───── Records for this exercise ─────

PR #1115, opened 2019-05-09
[DNM] tools/lightning: fix download URL for 2.1.9

kennytm:
It has been split into two tarballs.

DNM: Awaiting decision if we should fix the docs or fix the tarballs.


kennytm:
PTAL @CaitinChen @GregoryIan

kennytm:
tidb-lightning has been put back into `tidb-v2.1.9-linux-amd64.tar.gz` and for all future 2.1 releases. Closing.

PR #1123, opened 2019-05-10
*: Update reference to new URL structure

morgo:
Renames reference urls to new locations. Still need to update internal links within documents + update toc


morgo:
@dcalvin @lilin90 PTAL

I have done something different with this PR, where the TOC and internal links point to the old locations and then use redirections to find the new locations. I did this to reduce merge conflicts during the review (it has been quite difficult resolving them).

I will update the URLs to go to the new locations in a followup PR after this one.

PR #1136, opened 2019-05-14
sql: redirect orphans to new locations

morgo:
This PR removes some orphans, and adds redirects to the closest match in the TOC:

* sql/ddl.md: was replaced by the statement reference organization, and now redirects to `CREATE TABLE` (closest match). `CREATE TABLE` links to all the other pages in 'see also', so it is hopefully reasonable for those redirected here.
* sql/dml.md: was replaced by the statement reference organization, and now redirects to `SELECT` (this is a non-perfect match, but again.. there are see also links).
* sql/prepare.md: was replaced by the statement reference organization, and now redirects to `PREPARE` (this is a good match).
* sql/server-command-option.md: this was redundant with 3 different files commenting about configuration. It now redirects to dev/reference/configuration/tidb-server/configuration.md (good match).
* sql/tidb-server.md: this is an overview file. It could make sense as an index page when we support them, but only provides incremental value, so I've removed it. The index pages will also likely follow a different format with 'cards'.
* sql/user-manual.md: this was only a draft and never shown in public. It was a type of index page.
* sql/util.md: this is made obsolete by statement reference as well, and maps closest to EXPLAIN docs. The EXPLAIN page now includes the additional examples here, and a see also for TRACE.

There are now three remaining files in `sql/*`:
- error.md: due to an issue with redirects (need designers to investigate)
- date-and-time-types.md: it is an orphan, but has good content. Need to figure out how to incorporate.
- admin.md: not yet in the statement reference, will be added in a second push.


morgo:
@dcalvin incorporated changes, PTAL again

PR #1138, opened 2019-05-14
reference: improve set statement

morgo:
This PR includes separate `SET` pages for password and character set, since the `SET [GLOBAL|SESSION]` pages do not cover them accurately.


morgo:
@jackysp PTAL (covers charset and privilege system commands)

PR #1146, opened 2019-05-15
sql: Move orphan admin command page

morgo:
This moves the orphan 'admin.md' to the sql statement reference for admin (best fit). Much of the other content on this admin page is already in the statement reference under other commands.

Long term I would like to document each of the admin commands under statement reference, but it is quite a lot of work, so out of scope for now.


morgo:
@dcalvin PTAL

PR #194, opened 2021-06-23
Loader - get image dictionary

codyly:
Add `get_image_dictionary` to `loader_base` to get image dictionary directly from loader.


gtsfm/loader/loader_base.py
```diff
@@ -143,3 +143,12 @@ def get_valid_pairs(self) -> List[Tuple[int, int]]:
                     indices.append((idx1, idx2))
 
         return indices
+
+    def get_image_dictionary(self) -> Dict[int, Image]:
```
johnwlambert, line 147: looks good @codyly . Can you add a unit test on the Lund door set 1 data in tests/data?

gtsfm/loader/loader_base.py
```diff
@@ -143,3 +143,12 @@ def get_valid_pairs(self) -> List[Tuple[int, int]]:
...
+        """Get the dictionary containing all loaded images. The keys are the images' indices.
+
+        Returns:
+            Dict[int, Image]: image dictionary
```
johnwlambert, line 151: No need to repeat the type her, so I would prefer
```python

Returns:
    dictionary mapping image indices [0,...,N-1] to their associated image
```

gtsfm/loader/loader_base.py
johnwlambert: actually, we already have this functionality in 
```
            image_graph=loader.create_computation_graph_for_images(),
```
right?

johnwlambert: so I dont think we need this PR, after all, if we are working within Dask

codyly: Ah...I think so. I am not very familiar with Dask so I didn't realize it.

johnwlambert: where are you hoping to use this function @codyly ?

codyly: in the densify implementation at #195

codyly: After we get `sfm_result` in `run_scene_optimizer`, `sfm_result` together with `images_dict` will be passed to `MVSPatchmatchnet.densify` (implemented in #195)

codyly: @johnwlambert As the `MVSBase` defines the densify API as
```def densify(self, images: Dict[int, Image], sfm_result: GtsfmData) -> np.ndarray:```
Is there a simple way to transfter image list from `loader.create_computation_graph_for_images()` to image dictionary, such as
```dict(zip(list(range(len(loader))), loader.create_computation_graph_for_images()))```

**Comment by ayushbaid** [comment]
@codyly do we need this PR?

**Comment by codyly** [comment]
@ayushbaid @johnwlambert perhaps we need to find a proper approach to invoke PatchmatchNet in gtsfm runners. Currently it can be
```python
from gtsfm.densify.mvs_patchmatchnet import MVSPatchmatchNet

img_dict = {i: self.loader.get_image(i) for i in range(len(self.loader))}
points = MVSPatchmatchNet().densify(img_dict, sfm_result)
```

ayushbaid:
> @ayushbaid @johnwlambert perhaps we need to find a proper approach to invoke PatchmatchNet in gtsfm runners. Currently it can be
> ```python
> from gtsfm.densify.mvs_patchmatchnet import MVSPatchmatchNet
> 
> img_dict = {i: self.loader.get_image(i) for i in range(len(self.loader))}
> points = MVSPatchmatchNet().densify(img_dict, sfm_result)
> ```

Yep this should be good!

─────

**Your task:**
Each record above has to be repeated word for word.

**Response box:**
PR #1115, opened 2019-05-09
[DNM] tools/lightning: fix download URL for 2.1.9

kennytm:
It has been split into two tarballs.

DNM: Awaiting decision if we should fix the docs or fix the tarballs.


kennytm:
PTAL @CaitinChen @GregoryIan

kennytm:
tidb-lightning has been put back into `tidb-v2.1.9-linux-amd64.tar.gz` and for all future 2.1 releases. Closing.

PR #1123, opened 2019-05-10
*: Update reference to new URL structure

morgo:
Renames reference urls to new locations. Still need to update internal links within documents + update toc


morgo:
@dcalvin @lilin90 PTAL

I have done something different with this PR, where the TOC and internal links point to the old locations and then use redirections to find the new locations. I did this to reduce merge conflicts during the review (it has been quite difficult resolving them).

I will update the URLs to go to the new locations in a followup PR after this one.

PR #1136, opened 2019-05-14
sql: redirect orphans to new locations

morgo:
This PR removes some orphans, and adds redirects to the closest match in the TOC:

* sql/ddl.md: was replaced by the statement reference organization, and now redirects to `CREATE TABLE` (closest match). `CREATE TABLE` links to all the other pages in 'see also', so it is hopefully reasonable for those redirected here.
* sql/dml.md: was replaced by the statement reference organization, and now redirects to `SELECT` (this is a non-perfect match, but again.. there are see also links).
* sql/prepare.md: was replaced by the statement reference organization, and now redirects to `PREPARE` (this is a good match).
* sql/server-command-option.md: this was redundant with 3 different files commenting about configuration. It now redirects to dev/reference/configuration/tidb-server/configuration.md (good match).
* sql/tidb-server.md: this is an overview file. It could make sense as an index page when we support them, but only provides incremental value, so I've removed it. The index pages will also likely follow a different format with 'cards'.
* sql/user-manual.md: this was only a draft and never shown in public. It was a type of index page.
* sql/util.md: this is made obsolete by statement reference as well, and maps closest to EXPLAIN docs. The EXPLAIN page now includes the additional examples here, and a see also for TRACE.

There are now three remaining files in `sql/*`:
- error.md: due to an issue with redirects (need designers to investigate)
- date-and-time-types.md: it is an orphan, but has good content. Need to figure out how to incorporate.
- admin.md: not yet in the statement reference, will be added in a second push.


morgo:
@dcalvin incorporated changes, PTAL again

PR #1138, opened 2019-05-14
reference: improve set statement

morgo:
This PR includes separate `SET` pages for password and character set, since the `SET [GLOBAL|SESSION]` pages do not cover them accurately.


morgo:
@jackysp PTAL (covers charset and privilege system commands)

PR #1146, opened 2019-05-15
sql: Move orphan admin command page

morgo:
This moves the orphan 'admin.md' to the sql statement reference for admin (best fit). Much of the other content on this admin page is already in the statement reference under other commands.

Long term I would like to document each of the admin commands under statement reference, but it is quite a lot of work, so out of scope for now.


morgo:
@dcalvin PTAL

PR #194, opened 2021-06-23
Loader - get image dictionary

codyly:
Add `get_image_dictionary` to `loader_base` to get image dictionary directly from loader.


gtsfm/loader/loader_base.py
```diff
@@ -143,3 +143,12 @@ def get_valid_pairs(self) -> List[Tuple[int, int]]:
                     indices.append((idx1, idx2))
 
         return indices
+
+    def get_image_dictionary(self) -> Dict[int, Image]:
```
johnwlambert, line 147: looks good @codyly . Can you add a unit test on the Lund door set 1 data in tests/data?

gtsfm/loader/loader_base.py
```diff
@@ -143,3 +143,12 @@ def get_valid_pairs(self) -> List[Tuple[int, int]]:
...
+        """Get the dictionary containing all loaded images. The keys are the images' indices.
+
+        Returns:
+            Dict[int, Image]: image dictionary
```
johnwlambert, line 151: No need to repeat the type her, so I would prefer
```python

Returns:
    dictionary mapping image indices [0,...,N-1] to their associated image
```

gtsfm/loader/loader_base.py
johnwlambert: actually, we already have this functionality in 
```
            image_graph=loader.create_computation_graph_for_images(),
```
right?

johnwlambert: so I dont think we need this PR, after all, if we are working within Dask

codyly: Ah...I think so. I am not very familiar with Dask so I didn't realize it.

johnwlambert: where are you hoping to use this function @codyly ?

codyly: in the densify implementation at #195

codyly: After we get `sfm_result` in `run_scene_optimizer`, `sfm_result` together with `images_dict` will be passed to `MVSPatchmatchnet.densify` (implemented in #195)

codyly: @johnwlambert As the `MVSBase` defines the densify API as
```def densify(self, images: Dict[int, Image], sfm_result: GtsfmData) -> np.ndarray:```
Is there a simple way to transfter image list from `loader.create_computation_graph_for_images()` to image dictionary, such as
```dict(zip(list(range(len(loader))), loader.create_computation_graph_for_images()))```

**Comment by ayushbaid** [comment]
@codyly do we need this PR?

**Comment by codyly** [comment]
@ayushbaid @johnwlambert perhaps we need to find a proper approach to invoke PatchmatchNet in gtsfm runners. Currently it can be
```python
from gtsfm.densify.mvs_patchmatchnet import MVSPatchmatchNet

img_dict = {i: self.loader.get_image(i) for i in range(len(self.loader))}
points = MVSPatchmatchNet().densify(img_dict, sfm_result)
```

ayushbaid:
> @ayushbaid @johnwlambert perhaps we need to find a proper approach to invoke PatchmatchNet in gtsfm runners. Currently it can be
> ```python
> from gtsfm.densify.mvs_patchmatchnet import MVSPatchmatchNet
> 
> img_dict = {i: self.loader.get_image(i) for i in range(len(self.loader))}
> points = MVSPatchmatchNet().densify(img_dict, sfm_result)
> ```

Yep this should be good!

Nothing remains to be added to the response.